John was baptized 19 February 1800, probably at what is now Old St. Edward's Church, Clementsport, in the parish of Trinity Church, Digby. Clementsport is at the mouth of the Moose River where it flows into the Bay of Fundy, and the village carried on a small but active maritime trade. Several members of the Ditmars family, including John and his father, owned shares of ships in the early 1820s. Records show John was also a mariner at this time.
     In 1834 John's father deeded him part of his homestead property facing the harbor, but he had already built a comfortable house there. A supporting beam in the parlor fireplace has his initials and the date 1827. This was two years after he married, so he was settling in to start a family. His foray into seafaring probably didn't give him the funds to build a house like this that early in life, suggesting his father helped him. His wife was a daughter of a former provincial Minister of Parliament, Abraham Gesner. For the rest of his life he was a gentleman farmer. He was given a Justice of the Peace commission in 1835. When Horatia (Ditmars) Cunningham visited him in the 1850s, she mentions in letters that he gave her baby Arthur a hat, that he enjoyed playing with him and wanted to keep him for himself and that Arthur liked the piglets and goslings.
     Douwe Isaac Ditmars's will mentions John's orchard south of John's house, but there's no evidence of it today. This house still stands and was a home and B&B when I stayed there in 2023.



John's house in Clementsport, NS. Some digital tricks have been played on the house itself to approximate a more 19th century look, such as the larger chimney, but it otherwise retains much of its original appearance inside and out.





Iron beams in two of the first floor fireplaces surely indicate the date of the house coupled with his initials, the "J" in the old style, looking like an "I" with a little crossbar. It is easy to imagine that these beams were made at the Annapolis Iron Mining Co., which was created in 1825 on the other side of the little bridge from John's house. The company made "hollow ware and bar iron of very superior quality."

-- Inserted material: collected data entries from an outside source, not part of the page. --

Issue #480, opened 2024-03-04
Define user .netrc directory [Feature request]


Rapsodia86:
Hello! 
I would like to suggest an option to provide a user-specific directory to *.netrc file. 
Now, it automatically looks into "C:\\User\\USERNAME\\.netrc" (if in Windows).
However, I do have that file stored in another location that I use for my other scripts, and I do not see a reason to have it duplicated and spread across the machine. 
How about adding the option in login like:
1) Looks into the default directory for the file: `earthaccess.login(strategy="netrc")`
2) Looks into user-specified location: `earthaccess.login(strategy="netrc", dir="DIRECTORY\SUBDIRECTORY\")`

Thanks!

jhkennedy:
@Rapsodia86 would setting an environment variable work for you? For example:
```python
os.environ['NETRC_PATH'] = 'some/path/to/netrc'

earthaccess.login(strategy="netrc")
```
Would pick up your custom `netrc` at 'some/path/to/netrc'. 

That's only a three line change here, I think:
https://github.com/nsidc/earthaccess/blob/main/earthaccess/auth.py#L258

but plumbing an a new argument is a bit more work.

Rapsodia86:
Yes,
I think that is a good solution. No need to reinvent the wheel.
There is a following question. If I set `os.environ['NETRC_PATH']` in the script, but then for some reason I use  `earthaccess.login(strategy="interactive",persist=true)` will it pick up the .netrc file from that new (custom) directory or it will create a new .netrc file in the default location?

Thanks again!

jhkennedy:
@Rapsodia86 sounds good!

>  If I set os.environ['NETRC_PATH'] in the script, but then for some reason I use earthaccess.login(strategy="interactive",persist=true) will it pick up the .netrc file from that new (custom) directory or it will create a new .netrc file in the default location?

How would you like it to work? Either could be supported, but I'd lean toward if the `NETRC`/`NETRC_PATH` (whichever name we chose) variable is set, we would write/update the custom one when doing `earthaccess.login(strategy="interactive",persist=true)`

Rapsodia86:
Yes, I agree! The consistent usage of `NETRC/NETRC_PATH` will allow to avoid confusion! Great:)

mfisher87:
Excellent decision, folks ;)

chuckwondo:
[...]

PR #492, opened 2024-03-14
Add dodsrc and urs cookies files when creating netrc

battistowx:
This PR includes code that will also create a .urs_cookies and .dodsrc files when users persist their credentials to a .netrc file, and will copy the .dodsrc file based on the user operating system. It is based on code from this how-to, but adapted here to use pathlib: https://disc.gsfc.nasa.gov/information/howto?keywords=prerequisite&title=How%20to%20Generate%20Earthdata%20Prerequisite%20Files

I have tested this with poetry on both Linux/Windows, and it works great!

----
📚 Documentation preview 📚: https://earthaccess--492.org.readthedocs.build/en/492/

### DIFF
--- a/earthaccess/auth.py
+++ b/earthaccess/auth.py
@@ -379,7 +379,7 @@ class Auth(object):
 
         # Create and write to .dodsrc file
         dodsrc_file = Path.home() / ".dodsrc"
-        dodsrc_contents = f"HTTP.COOKIEJAR={urs_cookies_file}\nHTTP.NETRC={netrc_file}"
+        dodsrc_contents = f"HTTP.COOKIEJAR={urs_cookies_file}\nHTTP.NETRC={netrc_path}"
         dodsrc_file.write_text(dodsrc_contents)
 
         if platform.system() == "Windows":
--- a/earthaccess/auth.py
+++ b/earthaccess/auth.py
@@ -388,7 +388,7 @@ class Auth(object):
             local_dodsrc_path = Path.cwd() / dodsrc_path.name
             if not local_dodsrc_path.exists():
                 shutil.copy2(dodsrc_path, local_dodsrc_path)
-                
+
         return True
 
     def _get_cloud_auth_url(
--- a/earthaccess/auth.py
+++ b/earthaccess/auth.py
@@ -383,12 +383,12 @@ class Auth(object):
                 f"HTTP.COOKIEJAR={urs_cookies_path}\nHTTP.NETRC={netrc_path}"
             )
             dodsrc_path.write_text(dodsrc_contents)
-       
+
         if platform.system() == "Windows":
             local_dodsrc_path = Path.cwd() / dodsrc_path.name
             if not local_dodsrc_path.exists():
                 shutil.copy2(dodsrc_path, local_dodsrc_path)
-            
+                
         return True
 
     def _get_cloud_auth_url(
--- a/earthaccess/auth.py
+++ b/earthaccess/auth.py
@@ -372,7 +372,6 @@ class Auth(object):
         my_netrc = Netrc(str(netrc_path))
         my_netrc["urs.earthdata.nasa.gov"] = {"login": username, "password": password}
         my_netrc.save()
-        netrc_file = Path.home() / ".netrc"
 
         # Create and write .urs_cookies file
         urs_cookies_file = Path.home() / ".urs_cookies"
--- a/earthaccess/auth.py
+++ b/earthaccess/auth.py
@@ -379,7 +379,7 @@ class Auth(object):
         # Create and write to .dodsrc file
         dodsrc_path = Path.home() / ".dodsrc"
         if not dodsrc_path.exists():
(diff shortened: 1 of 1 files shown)


earthaccess/auth.py
```diff
@@ -370,6 +372,20 @@ def _persist_user_credentials(self, username: str, password: str) -> bool:
         my_netrc = Netrc(str(netrc_path))
         my_netrc["urs.earthdata.nasa.gov"] = {"login": username, "password": password}
         my_netrc.save()
+        netrc_file = Path.home() / ".netrc"
```
jhkennedy, line 375:
```suggestion
```
This is already defined on line 366 as `netrc_path`

earthaccess/auth.py
```diff
@@ -370,6 +372,20 @@ def _persist_user_credentials(self, username: str, password: str) -> bool:
...
+
+        # Create and write .urs_cookies file
+        urs_cookies_file = Path.home() / ".urs_cookies"
+        urs_cookies_file.write_text("")
+
+        # Create and write to .dodsrc file
+        dodsrc_file = Path.home() / ".dodsrc"
+        dodsrc_contents = f"HTTP.COOKIEJAR={urs_cookies_file}\nHTTP.NETRC={netrc_file}"
```
jhkennedy, line 383:
```suggestion
        dodsrc_contents = f"HTTP.COOKIEJAR={urs_cookies_file}\nHTTP.NETRC={netrc_path}"
```

jhkennedy (commented):
:thinking: looks pretty good; I can see the desire for the `.urs_cookies` and `.dodsrc` (OpenDAP) files. 

As written, code will clobber (overwrite) any existing  `.urs_cookies` and `.dodsrc`  files, which I don't think is desirable, but I'll have to think more about how best to handle existing versions of these files... 

I also left a couple of minor suggestions.

battistowx:
Thank you for the reviewing and the suggestions @jhkennedy ! I added the suggested commits here. In terms of overwriting the existing dodsrc file, for Windows environments, you need to have additional copies of the dodsrc file in each working directory even if it exists in the root user folder. I'm not sure how long the information in the urs_cookies file is valid for, but I have not had any issues when overwriting it repeatedly, and this file is necessary for those who want to use wget/curl, so I have included it here for convenience.

earthaccess/auth.py
```diff
@@ -370,6 +372,19 @@ def _persist_user_credentials(self, username: str, password: str) -> bool:
...
+        urs_cookies_file = Path.home() / ".urs_cookies"
+        urs_cookies_file.write_text("")
+
+        # Create and write to .dodsrc file
+        dodsrc_file = Path.home() / ".dodsrc"
+        dodsrc_contents = f"HTTP.COOKIEJAR={urs_cookies_file}\nHTTP.NETRC={netrc_path}"
+        dodsrc_file.write_text(dodsrc_contents)
+
+        if platform.system() == "Windows":
+            shutil.copy2(dodsrc_file, Path.cwd())
```
jhkennedy, line 386:
```suggestion
        urs_cookies_path = Path.home() / ".urs_cookies"
        if not usr_cookies_path.exists():
            urs_cookies_path.write_text("")

        # Create and write to .dodsrc file
        dodsrc_path = Path.home() / ".dodsrc"
        if not dodsrc_path.exists():
            dodsrc_contents = f"HTTP.COOKIEJAR={urs_cookies_file}\nHTTP.NETRC={netrc_path}"
            dodsrc_path.write_text(dodsrc_contents)
        
       if dodsrc_path.exists() and platform.system() == "Windows":
            shutil.copy2(dodsrc_path, Path.cwd())
            
```

Note: I changed `*_file` to `*_path` here to match the style of the rest of the file.

jhkennedy (commented):
@battistowx circling back to this. 

I agree overwriting the `.urs_cookies` path is not likely a concern, but I don't think there's a benefit to doing so. 

For `~/.dodsrc`, I think there's actually a decent amount of risk because:
1. there's a lot of configuration that *can* go into the `~/.dodsrc`, e.g.:
   * https://github.com/OPENDAP/libdap4/blob/version-3.20.6/README.dodsrc#L49-L60
   * https://docs.unidata.ucar.edu/nug/current/dap2.html
   * https://docs.unidata.ucar.edu/nug/current/dap4.html
2. Users may want to specify alternate cookie and netrc files, e.g., #480 

How about we only create them if they don't exist?

earthaccess/auth.py
jhkennedy: Only creating them if they don't exist is also in line with OpenDAP's NASA Tutorial's `.dodsrc` setup script:
https://github.com/OPENDAP/NASA-tutorials/blob/main/tutorials/setup_dodsrc.sh

battistowx: This all looks great! Thanks for pointing out the risks, I learn something new about these prerequisite files every day!

jhkennedy:
Woops! bad indent in my suggestion

battistowx:
> Woops! bad indent in my suggestion

No worries! Fixed them.

jhkennedy (approved):
Looks good to me! :shipit:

One of the distinctive newel posts in John's house.





Virginia Carpenter visited Clementsport twice around 1950 and took the top picture of John's house. Clementsport once had many more buildings to mark its existence, some of which can be seen in this view. A photo of the same area from across the river is below, date unknown. There were so many commercial buildings that just one end of the peak of the roof of John's house can be seen through the trees dead center of the photo. The end of "Ditmars Long House" can be seen at the right edge of the photo. The second photo above is how it looks in 2023. All but three buildings remain: John's house, his father's and brother's ("Long House") and a dilapidated remnant across the street by the water.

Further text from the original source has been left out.